▶ [Action item] Of the material below, only the lines from the line containing "(diff shortened: 1 of 2 files shown)" down to the line containing "Process docstring event" belong in the answer, written out exactly.

^^^^^^^^

PR #127, opened 2023-01-20
parser: add missing 'noexcept' support

BrunoMSantos:
Before we forget... :)

### DIFF
--- a/hawkmoth/parser.py
+++ b/hawkmoth/parser.py
@@ -34,7 +34,7 @@ import enum
 from dataclasses import dataclass
 
 from clang.cindex import TokenKind, CursorKind, TypeKind
-from clang.cindex import StorageClass, AccessSpecifier
+from clang.cindex import StorageClass, AccessSpecifier, ExceptionSpecificationKind
 from clang.cindex import Index, TranslationUnit
 from clang.cindex import Diagnostic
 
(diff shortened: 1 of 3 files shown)


hawkmoth/parser.py
```diff
@@ -34,7 +34,7 @@
 from dataclasses import dataclass
 
 from clang.cindex import TokenKind, CursorKind, TypeKind
-from clang.cindex import StorageClass, AccessSpecifier
+from clang.cindex import StorageClass, AccessSpecifier, ExceptionSpecificationKind
```
jnikula, line 37: Side note, what do you think of this style of imports:

```
from clang.cindex import (AccessSpecifier,
                          CursorKind,
                          Diagnostic,
                          Index,
                          StorageClass,
                          TokenKind,
                          TranslationUnit,
                          TypeKind)

I think our cindex imports are getting a bit unweildy. Usually I'd prefer just `from clang import cindex` and then then using the `cindex.TokenKind` syntax everywhere, but here that gets too verbose in code, I think.

And absolutely off-topic for the change at hand!

```

BrunoMSantos: Yeah, I kind of like it. I agree with you too, not ideal, but too verbose in our case otherwise.

Thanks for the merge!

PR #128, opened 2023-01-21
GitHub actions update

jnikula:
Minor cleanups

### DIFF
--- a/.github/workflows/docs.yml
+++ b/.github/workflows/docs.yml
@@ -12,18 +12,18 @@ jobs:
   build-docs:
     runs-on: ubuntu-latest
     steps:
-    - uses: actions/checkout@v3
-    - name: Install dependencies (apt)
-      run: sudo apt-get install -y python3-clang python3-pip
-    - name: Install dependencies (pip)
-      run: sudo pip install --requirement requirements.txt --upgrade --upgrade-strategy eager
-    - name: Build docs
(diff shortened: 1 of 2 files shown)


jnikula:
Ugh, some issues with specifying Python version and installing python3-clang, which can't be found when using Python 3.10. I give up.

BrunoMSantos:
Hmm, what's the default Python version?

When installing Clang through apt, it will most likely install it to a folder like `/lib/python3.10/site-packages/` (replace 3.10 by whatever Python version is default). Naturally that folder will only be in the search path for the respective version of Python.

Before considering ugly hacks, does it solve anything if we also add `clang` to the `requirements.txt` file? Presumably it will install the bindings for the right version and still be able to find `libclang` from the apt package.

BrunoMSantos:
Of course that the clang bindings installed that way are not 'official'...

By the way, I'd also contest the recommendation to specify the version honestly. v3.10 might be a bold thing to do today, it will be old and obsolete tomorrow... Presumably we're supporting this across multiple versions and we're not testing them all, why not use the Ubuntu default? It probably covers a lot more users anyway and would save us these troubles for when we have actual incompatibilities to consider.
Of course I'm biased though ahahah... I never enjoyed this increasingly common practice of multiple package managers and overly specific dependencies.

BrunoMSantos:
Looks good to me ;)

PR #129, opened 2023-01-24
Process docstring event

jnikula:
This series adds `hawkmoth-process-docstring` event for extending Hawkmoth, and converts all transformations to use it, turning them into built-in extensions.

### DIFF
--- a/doc/built-in-extensions.rst
+++ b/doc/built-in-extensions.rst
@@ -66,3 +66,39 @@ necessary. This may change in the future.
           'javadoc-liberal': doccompat.javadoc_liberal,
           'kernel-doc': doccompat.kerneldoc,
       }
+
+Converting to Event Handling
+~~~~~~~~~~~~~~~~~~~~~~~~~~~~
+
+If you have a function ``foo_transform()`` that you use with
+:py:data:`cautodoc_transformations`, it can be used with the
+:event:`hawkmoth-process-docstring` event as follows in ``conf.py``.
+
+Before:
+
+.. code-block:: python
+
+   cautodoc_transformations = {
+       'foo': foo_transform
+   }
+
+After:
+
+.. code-block:: python
+
+   def _process_docstring(app, lines, transform, options):
+       if transform != 'foo':
+           return
+
+       comment = '\n.join(lines)
+       comment = foo_transform(comment)
+       lines[:] = comment.splitlines()[:]
+
+   # conf.py can be turned into an extension by adding setup() function
+   setup(app)
+       app.connect('hawkmoth-process-docstring', _process_docstring)
+
+Of course, if you modify ``foo_transform()`` to operate on a list of strings,
+you can do away with the ``join()`` and ``splitlines()`` pair. Also, this can be
+turned into a proper Sphinx extension by putting it in a separate package. See
+:external+sphinx:doc:`development/index` for details.
--- a/doc/built-in-extensions.rst
+++ b/doc/built-in-extensions.rst
@@ -6,6 +6,27 @@ Built-In Extensions
 Hawkmoth is :ref:`extensible <extending>`, and ships with some built-in
 extensions.
 
+.. _hawkmoth.ext.javadoc:
+
+hawkmoth.ext.javadoc
+--------------------
+
+This extension converts Javadoc_ comments to reStructuredText.
+
+.. _Javadoc: https://www.oracle.com/technetwork/java/javase/documentation/javadoc-137458.html
+
+Installation and configuration in ``conf.py``:
+
+.. code-block:: python
+
+   extensions.append('hawkmoth.ext.javadoc')
+
+.. py:data:: hawkmoth_javadoc_transform
+   :type: list
+
+   List of transforms to convert, defaults to ``['javadoc']``. If the
+   ``transform`` option is not in in this list, do nothing.
+
 .. _hawkmoth.ext.transformations:
 
 hawkmoth.ext.transformations
--- a/doc/built-in-extensions.rst
+++ b/doc/built-in-extensions.rst
@@ -1,0 +1,68 @@
+.. _built-in-extensions:
+
+Built-In Extensions
+===================
+
+Hawkmoth is :ref:`extensible <extending>`, and ships with some built-in
+extensions.
+
+.. _hawkmoth.ext.transformations:
+
+hawkmoth.ext.transformations
+----------------------------
+
+This extension handles the :py:data:`cautodoc_transformations` feature, using
+the :event:`hawkmoth-process-docstring` event.
+
+Going forward, it's recommended to handle transformations using the event
+directly instead of :py:data:`cautodoc_transformations`. This built-in extension
+provides backward compatibility for the functionality.
+
+Installation and configuration in ``conf.py``:
+
+.. code-block:: python
+
+   extensions.append('hawkmoth.ext.transformations')
+
+For now, this extension is loaded by default, and the above is not strictly
+necessary. This may change in the future.
+
+.. py:data:: cautodoc_transformations
+   :type: dict
+
+   Transformation functions for the :rst:dir:`c:autodoc` directive ``transform``
+   option. This is a dictionary that maps names to functions. The names can be
+   used in the directive ``transform`` option. The functions are expected to
+   take a (multi-line) comment string as a parameter, and return the transformed
+   string. This can be used to perform custom conversions of the comments,
+   including, but not limited to, Javadoc-style compat conversions.
+
+   The special key ``None``, if present, is used to convert everything, unless
+   overridden in the directive ``transform`` option. The special value ``None``
+   means no transformation is to be done.
+
+   For example, this configuration would transform everything using
+   ``default_transform`` function by default, unless overridden in the directive
+   ``transform`` option with ``javadoc`` or ``none``. The former would use
+   ``javadoc_transform`` function, and the latter would bypass transform
+   altogether.
+
+   .. code-block:: python
+
+      cautodoc_transformations = {
+          None: default_transform,
+          'javadoc': javadoc_transform,
+          'none': None,
+      }
+
+   The example below shows how to use Hawkmoth's existing compat functions in
+   ``conf.py``.
+
+   .. code-block:: python
+
+      from hawkmoth.util import doccompat
+      cautodoc_transformations = {
+          'javadoc-basic': doccompat.javadoc,
+          'javadoc-liberal': doccompat.javadoc_liberal,
+          'kernel-doc': doccompat.kerneldoc,
+      }
--- a/doc/built-in-extensions.rst
+++ b/doc/built-in-extensions.rst
@@ -27,6 +27,27 @@ Installation and configuration in ``conf.py``:
    List of transforms to convert, defaults to ``['javadoc']``. If the
    ``transform`` option is not in in this list, do nothing.
 
+
+.. _hawkmoth.ext.napoleon:
+
+hawkmoth.ext.napoleon
+---------------------
+
+This extension provides a bridge from Hawkmoth to the
+:external+sphinx:py:mod:`sphinx.ext.napoleon` extension.
+
+Installation and configuration in ``conf.py``:
+
+.. code-block:: python
+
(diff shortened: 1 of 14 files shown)


BrunoMSantos:
Sounds promising! Sorry I haven't picked it up yet, I'll review this between today / tomorrow.

doc/extension.rst
```diff
@@ -121,6 +81,14 @@ The extension has a few configuration options that can be set in ``conf.py``:
    You can also pass in the compiler to use, for example
    ``get_include_args('gcc')``.
 
+.. py:data:: cautodoc_transformations
```
BrunoMSantos, line 84: So this is the 2nd definition of this symbol in this commit (other one in `built-in-extensions`) and Sphinx dutifully complains about it. Haven't read through this carefully yet, but this looks like some sort of mistake.

doc/extension.rst
```diff
@@ -121,6 +81,14 @@ The extension has a few configuration options that can be set in ``conf.py``:
...
+   :type: dict
+   :noindex:
+
+   This configuration option and its functionality has been moved to the
+   built-in :ref:`hawkmoth.ext.transformations` extension. See
+   :py:data:`cautodoc_transformations`.
```
BrunoMSantos, line 90: On a similar note, is this supposed to be a reference to itself?

doc/extension.rst
jnikula: The `:noindex:` here should avoid the complaints, and prevent this from being a link target. Sometimes Sphinx caching causes an issue when things change; try `make clean`.

doc/extension.rst
jnikula: Same here, with `:noindex:` this should be a reference to the definition in `built-in-extensions.rst`.

doc/built-in-extensions.rst
```diff
@@ -66,3 +66,39 @@ necessary. This may change in the future.
...
+
+   def _process_docstring(app, lines, transform, options):
+       if transform != 'foo':
+           return
+
+       comment = '\n.join(lines)
+       comment = foo_transform(comment)
+       lines[:] = comment.splitlines()[:]
+
+   # conf.py can be turned into an extension by adding setup() function
```
BrunoMSantos, line 139: Not sure this is helpful. Shouldn't we steer the user to use `extensions = ['hawkmoth', '<extension>']` instead or is that not how it's supposed to work?

hawkmoth/ext/transformations/__init__.py
```diff
@@ -0,0 +1,33 @@
...
+    # Note: None is a valid value for no transformation.
+    transform = transformations.get(tropt)
+    if transform is None:
+        return
+
+    comment = '\n'.join(lines)
+    comment = transform(comment)
+    lines[:] = comment.splitlines()[:]
+
+def setup(app):
```
BrunoMSantos, line 24: I'd consider adding deprecation notes. This might be new code, but it's an old feature we want to get rid of.

doc/extension.rst
BrunoMSantos: Indeed, `noindex` does solve the compilation issue (caching aside), but it's a hack. This is now a configuration variable of the new extension not of hawkmoth itself, which is the scope of this section.

Maybe we could replace this with a note informing that hawkmoth currently enables a built in extension by default to assist in transition and link it there so the user can find additional configuration options. It would be more accurate and avoid this oddity.

Note that the compiled docs (with links) are ok, but if you took the plain text or a printed format, the link below would still be a bit ambiguous.

hawkmoth/ext/javadoc/__init__.py
```diff
@@ -0,0 +1,24 @@
+# Copyright (c) 2023, Jani Nikula <jani@nikula.org>
+# Licensed under the terms of BSD 2-Clause, see LICENSE for details.
+
+from hawkmoth.util.doccompat import javadoc_liberal
```
BrunoMSantos, line 4: What do you think of moving this code out of `hawkmoth.util` altogether?

doc/built-in-extensions.rst
jnikula: Right, maybe it's more confusing than helpful. The idea was to describe how people can convert their existing solution to an extension using the event as simply as possible.

hawkmoth/ext/javadoc/__init__.py
jnikula: Yes, this is what I want to do eventually, but didn't want to try to cram those changes here.

hawkmoth/ext/transformations/__init__.py
jnikula: I just get an uneasy feeling forcing a number of consecutive compat/transform changes on users...

doc/extension.rst
jnikula: > Maybe we could replace this with a note informing that hawkmoth currently enables a built in extension by default to assist in transition and link it there so the user can find additional configuration options.

Heh, well, the above was the goal of adding this here.

doc/built-in-extensions.rst
```diff
@@ -6,6 +6,27 @@ Built-In Extensions
...
+
+.. code-block:: python
+
+   extensions.append('hawkmoth.ext.javadoc')
+
+.. py:data:: hawkmoth_javadoc_transform
+   :type: list
+
+   List of transforms to convert, defaults to ``['javadoc']``. If the
+   ``transform`` option is not in in this list, do nothing.
```
BrunoMSantos, line 28: Hmm, this reads a bit funny and looks more complicated than it should. What would be the use case for the list?

`transform` is to be a string that needs to match the right trigger for this extension. Even if we make that trigger configurable (maybe a good idea as long as we support per-directive transformations), it should be a string and the text should read something like 'the name to use for this transformation'.

Same for the napoleon one.

hawkmoth/ext/javadoc/__init__.py
BrunoMSantos: Fair enough, up to you then.

doc/built-in-extensions.rst
BrunoMSantos: Yeah, I got that, but it sounds kind of hackish and without context. I'd vote it out :)

hawkmoth/ext/transformations/__init__.py
BrunoMSantos: Do we have users? :sweat_smile: 

In any case, the warnings should be gated on actual use of these functions, them being there doesn't mean we're about to remove them next week and we haven't released v1... We can delay the deprecation though, it was only a suggestion.

doc/extension.rst
BrunoMSantos: What do you think of, instead of:
```rst
.. py:data:: variable_that_does_not_really_belong_here_anymore
   :hack:
```
this:
```rst
.. note::

   For backwards compatibility, hawkmoth automatically includes the extention
   :extension:`something`, which itself exposes additional configuration options.
```

Possibly adding 'This automatic inclusion and the extension itself is planned to be removed later on.' depending on how you want to handle that.

BrunoMSantos:
So this was much simpler than I'd imagined. Love it! I have nothing but a few nitpicks.

doc/built-in-extensions.rst
jnikula: Yeah, so maybe this isn't fully thought out yet. The idea is, you've got documentation with `:transform: something-or-other` all over the place, and want to switch to using the built-in extension. But if it only accepts `javadoc` and nothing else, you're going to have to replace everything in flag day style.

Granted, looks like the upstream autodoc doesn't have anything like this. Even napoleon opportunistically converts if it can, and there's no further configuration, just adding `sphinx.ext.napoleon` to `extensions`.

BrunoMSantos: Registering the exact same transformation under multiple keys doesn't strike me as something we want to / should support in new APIs and I'd be surprised if anyone found / would find a reasonable use case for such a thing.

Still, there's already an extension providing backwards compatibility, why compromise the new stuff?

I'd say:
1. Keep supporting per directive, explicit transformations despite what napoleon does for instance. I think it's valuable and it's simple enough.
   The only thing here that makes me question this is that 3rd party plugins are not constrained to respect `:transform:` and I can't see a way of enforcing it without gating the emission of the event, which would be even worse I think.
3. Being a new API, keep it free from old stuff and as simple / elegant as possible. I'd argue the trigger for our built in extensions should _not_ be configurable at all until we find a strong reason for it and definitely not a list.

jnikula:
> So this was much simpler than I'd imagined. Love it! I have nothing but a few nitpicks.

I guess one question I have is the event interface. `hawkmoth-process-docstring(app, lines, transform, options)`. Contrast with https://www.sphinx-doc.org/en/master/usage/extensions/autodoc.html#event-autodoc-process-docstring

Is that good enough? Feels like the "what", "name", and "obj" parameters in `autodoc-process-docstring` would only be meaningful if we passed the cursor. But I'm not sure I want to go there yet. And that makes me wonder about extending later, and more backward incombatible changes... (do I worry too much?)

BrunoMSantos:
> > So this was much simpler than I'd imagined. Love it! I have nothing but a few nitpicks.
> 
> I guess one question I have is the event interface. `hawkmoth-process-docstring(app, lines, transform, options)`. Contrast with https://www.sphinx-doc.org/en/master/usage/extensions/autodoc.html#event-autodoc-process-docstring
> 
> Is that good enough? Feels like the "what", "name", and "obj" parameters in `autodoc-process-docstring` would only be meaningful if we passed the cursor. But I'm not sure I want to go there yet. And that makes me wonder about extending later, and more backward incompatible changes... (do I worry too much?)

Hmm, I'm generally ok with fast paced deprecation given the relative infancy of the project and small to non existent user base. But adding APIs that we already predict will become obsolete, that I don't like so much. And you're right, I hadn't considered that.

However, we can make this change as it is while explicitly advertising that the extension API is not stable and maybe adding some 'experimental' notice if anyone else other than us uses the API (if that's possible). As long as we maintain our built in extensions, there should be no regressions whatsoever within our stable API, but we gain a major clean up and the possibility to experiment with plugins internally even while no one else can trust the API. I'd say that's very acceptable.

It would mean no deprecation warnings on that extension though, despite my comment to that effect.

Oh, and side note, I'm exploring a solution for the cursor thing, before I tackle the C++ namespaces. Still early to know if it will pan out though.

jnikula:
Btw with the events, it's trivial to add new events and keep the old ones. So you could have the current event that is not aware about cursors, and then have another event, with a different name, that is aware of cursors. You could call them back to back, and there's no issue.

BrunoMSantos:
> Btw with the events, it's trivial to add new events and keep the old ones. So you could have the current event that is not aware about cursors, and then have another event, with a different name, that is aware of cursors. You could call them back to back, and there's no issue.

Even better, though it might be wise to safeguard ourselves this time anyway. Save us the trouble of supporting the old extension far into the future.

doc/extension.rst
jnikula: Resolved in #131 by just adding a reference to configuration in built-in extensions.

doc/extension.rst
jnikula: Resolved in #131 by just adding a reference to configuration in built-in extensions.

doc/built-in-extensions.rst
jnikula: Dropped in #131.

hawkmoth/ext/transformations/__init__.py
jnikula: Cleaned up the documentation text in #131, but opted not to deprecate this yet. The documentation implies this is going away in the future.

hawkmoth/ext/javadoc/__init__.py
jnikula: I've left this for future cleanup.

doc/built-in-extensions.rst
jnikula: Converted the transform names to strings in #131, and did the matching with simple `!=`. Clarified documentation as well.

I'm still keeping the simple configuration options though, I hope that's fine.

jnikula:
Closing, superseeded by #131.

PR #130, opened 2023-01-27
Clean up tests

BrunoMSantos:
Clean up attempt for the test/ folder. Basically tests are split in 3 categories for now: 'c', 'cpp' and 'examples', but nothing prevents us from breaking them down or nesting things further. Hopefully it will make it easier to find our bearings and reduce the amount of information encoded in file names, which was getting weird.


test/testenv.py
```diff
@@ -38,9 +38,10 @@ def __init__(self, filename):
         with open(filename, 'r') as f:
             self.options = strictyaml.load(f.read(), self._options_schema).data
         self.testid = os.path.splitext(os.path.basename(self.filename))[0]
+        self.namespace = os.path.relpath(os.path.dirname(self.filename), testdir)
 
     def get_testid(self):
-        return self.testid
+        return self.namespace + ': ' + self.testid
```
jnikula, line 45: My only problem with the series is that one space there `': '`. :)

If you want to run a single test with `pytest -k EXPRESSION` you can currently just copy-paste the name, e.g. `pytest -k test_directive_text[cpp-template]` and it works. However with the space I couldn't even figure out how to quote it for the expression. Just dropping the space makes it work.

I'm not sure I fully appreciate the definition of EXPRESSION at https://docs.pytest.org/en/latest/reference/reference.html#command-line-flags, and I'm not fussy about it as long as it's easy to copy-paste the id to run a single test case.

BrunoMSantos: I have to claim ignorance on this one, I just keep running all tests with make until they pass, quick enough that I haven't looked those alternatives up :sweat_smile: 

I wonder if we should instead use the path as the id. I.e. `path/to/file.ext` instead of `path/to: file`. What do you think?

jnikula: *shrug* 

Maybe drop the extension? `path/to/testcase`?

BrunoMSantos: I'll push a fix.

^^^^^^^^

▶ [Exercise solution]
(diff shortened: 1 of 2 files shown)


jnikula:
Ugh, some issues with specifying Python version and installing python3-clang, which can't be found when using Python 3.10. I give up.

BrunoMSantos:
Hmm, what's the default Python version?

When installing Clang through apt, it will most likely install it to a folder like `/lib/python3.10/site-packages/` (replace 3.10 by whatever Python version is default). Naturally that folder will only be in the search path for the respective version of Python.

Before considering ugly hacks, does it solve anything if we also add `clang` to the `requirements.txt` file? Presumably it will install the bindings for the right version and still be able to find `libclang` from the apt package.

BrunoMSantos:
Of course that the clang bindings installed that way are not 'official'...

By the way, I'd also contest the recommendation to specify the version honestly. v3.10 might be a bold thing to do today, it will be old and obsolete tomorrow... Presumably we're supporting this across multiple versions and we're not testing them all, why not use the Ubuntu default? It probably covers a lot more users anyway and would save us these troubles for when we have actual incompatibilities to consider.
Of course I'm biased though ahahah... I never enjoyed this increasingly common practice of multiple package managers and overly specific dependencies.

BrunoMSantos:
Looks good to me ;)

PR #129, opened 2023-01-24
Process docstring event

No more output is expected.